--- START ---
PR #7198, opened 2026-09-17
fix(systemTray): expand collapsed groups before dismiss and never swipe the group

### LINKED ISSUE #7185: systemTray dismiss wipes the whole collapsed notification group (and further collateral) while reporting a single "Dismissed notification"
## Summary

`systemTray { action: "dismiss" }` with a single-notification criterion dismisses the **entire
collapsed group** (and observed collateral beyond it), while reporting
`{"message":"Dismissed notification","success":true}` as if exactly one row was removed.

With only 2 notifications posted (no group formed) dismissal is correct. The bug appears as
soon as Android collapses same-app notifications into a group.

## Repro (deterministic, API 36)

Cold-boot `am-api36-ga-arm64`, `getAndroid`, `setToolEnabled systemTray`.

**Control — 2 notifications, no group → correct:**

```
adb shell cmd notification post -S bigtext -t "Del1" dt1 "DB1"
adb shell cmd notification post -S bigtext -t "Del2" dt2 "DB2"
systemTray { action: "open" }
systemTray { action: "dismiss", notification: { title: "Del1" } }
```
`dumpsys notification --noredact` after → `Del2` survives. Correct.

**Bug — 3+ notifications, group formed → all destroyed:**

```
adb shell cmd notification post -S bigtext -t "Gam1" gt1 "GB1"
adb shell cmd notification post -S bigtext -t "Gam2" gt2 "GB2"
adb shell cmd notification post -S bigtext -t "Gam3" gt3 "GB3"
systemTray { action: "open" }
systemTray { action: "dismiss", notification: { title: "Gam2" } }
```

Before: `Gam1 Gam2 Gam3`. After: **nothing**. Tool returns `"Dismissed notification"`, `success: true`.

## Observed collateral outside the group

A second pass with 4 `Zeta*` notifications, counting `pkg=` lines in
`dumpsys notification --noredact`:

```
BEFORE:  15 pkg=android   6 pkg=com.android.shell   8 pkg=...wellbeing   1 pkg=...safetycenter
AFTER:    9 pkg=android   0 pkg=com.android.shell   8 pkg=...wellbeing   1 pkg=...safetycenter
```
--- END ---
Work to complete: Search the listing above for the string "wellbeing". Copy every line that contains it.

Answer space:
BEFORE:  15 pkg=android   6 pkg=com.android.shell   8 pkg=...wellbeing   1 pkg=...safetycenter
AFTER:    9 pkg=android   0 pkg=com.android.shell   8 pkg=...wellbeing   1 pkg=...safetycenter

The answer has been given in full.